The main challenge here is performance

Some applications need to make 100s of authorization decisions with low
latency requirement

It may not be acceptable to make a network call for each authorization
decision

XML Marshalling and unmarshalling of <RequestContext> and
<ResponseContext> may be too expensive

Strategies to lower costs

Define a language-specific binding for the authorization interface

Should we pursue a JSR in this space?

Other ways of minimizing costs include returning generalized results to
the PEP and caching
----------

As discussed above, there is no requirement to instantiate the request
context as XML. Therefore this is not a performance limitation.

A closely coupled PEP/PDP has always been an option in XACML. In fact
the SAML profile req/resp protocol was a bit of an after thought.

To define a closely coupled method of calling a PDP requires specifying
a programming environment. I gather that what you have in mind is a Java
API. There is some history here. Take a look at JSR 85.
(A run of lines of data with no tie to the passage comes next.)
PR #3204, opened 2026-05-01
Ensure correct bio memory buffer type is assigned

torben-hansen:
### Issues:

V2186717843

### Description of changes: 

Stash correct type in `mem_ctrl()`. A `BUF_MEM` needs to be wrapped by `BIO_BUF_MEM`. 

### DIFF
--- a/crypto/bio/bio_mem.c
+++ b/crypto/bio/bio_mem.c
@@ -261,11 +261,25 @@ static long mem_ctrl(BIO *bio, int cmd, long num, void *ptr) {
         *pptr = (b->data != NULL) ? &b->data[bbm->read_off] : NULL;
       }
       break;
-    case BIO_C_SET_BUF_MEM:
+    case BIO_C_SET_BUF_MEM: {
+      // |bio->ptr| stores a |BIO_BUF_MEM| wrapper, not a raw |BUF_MEM*|.
+      // Allocate the wrapper before releasing the old state so a failure here
+      // leaves |bio| usable and does not take ownership of |ptr|.
+      BIO_BUF_MEM *new_bbm = OPENSSL_zalloc(sizeof(*new_bbm));
+      if (new_bbm == NULL) {
+        ret = 0;
+        break;
+      }
+      new_bbm->buf = ptr;
+      new_bbm->read_off = 0;
       mem_free(bio);
       bio->shutdown = (int)num;
-      bio->ptr = ptr;
+      bio->init = 1;
+      bio->ptr = new_bbm;
+      bio->num = -1;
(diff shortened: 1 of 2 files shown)


crypto/bio/bio_mem.c
```diff
@@ -261,11 +261,25 @@ static long mem_ctrl(BIO *bio, int cmd, long num, void *ptr) {
         *pptr = (b->data != NULL) ? &b->data[bbm->read_off] : NULL;
       }
       break;
-    case BIO_C_SET_BUF_MEM:
+    case BIO_C_SET_BUF_MEM: {
+      // |bio->ptr| stores a |BIO_BUF_MEM| wrapper, not a raw |BUF_MEM*|.
+      // Allocate the wrapper before releasing the old state so a failure here
+      // leaves |bio| usable and does not take ownership of |ptr|.
+      BIO_BUF_MEM *new_bbm = OPENSSL_zalloc(sizeof(*new_bbm));
```
WillChilds-Klein, line 268: does this allocation change the API contract? how would existing callers know to free this?

torben-hansen: I believe that should be handled by `mem_free()`, which actually expects this behaviour, not the prior behaviour if I'm not mistaken.

WillChilds-Klein: `mem_free` is called on `bio` before `new_bmm` is assigned to `bio` on L278.

or do you mean the call to `mem_free` if/when the caller eventually calls `BIO_free` later on?

WillChilds-Klein (approved):

crypto/bio/bio_mem.c
WillChilds-Klein: chatted offline. agreed that caller in my hypothetical is misusing API; `BIO_free` should always be called on a heap-allocated BIO and that is the caller's responsibility.

crypto/bio/bio_test.cc
```diff
@@ -447,6 +447,63 @@ TEST(BIOTest, BioGetMemLeak) {
...
+
+  ASSERT_TRUE(BIO_set_mem_buf(bio.get(), m, BIO_CLOSE));
+
+  char out[8] = {0};
+  EXPECT_EQ(5, BIO_read(bio.get(), out, sizeof(out)));
+  EXPECT_EQ(Bytes(out, 5), Bytes("world", 5));
+
+  // Exercise to surface memory violations. 
+  bio.reset();
+}
```
samuel40791765, line 489: Nit: could we consolidate these two tests? Seems to just be a slight logic difference depending on whether `BIO_NOCLOSE` or `BIO_CLOSE` was set.

samuel40791765 (approved):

JSR 85 was not approved, but it led to JSR 115, which is quite usable to
call an XACML PDP. WLS supports this today. However BEA has defined a
series of security SPIs, including one for Authorization. The
specifications are publicly available. A number of vendors have built
providers which use this SPI. BEA contributed some of this material to
JSR 196, so I believe we would be willing to contribute more to a
standardization effort. I don't see any reason this could not be done in
the XACML TC which has more favorable (and much simpler) IPR
considerations.

Obviously various kinds of optimizations and caching strategies are
available to implementers. These have generally not been standardized
because they do not effect the interfaces between components and because
we wanted to allow for product differentiation opportunities.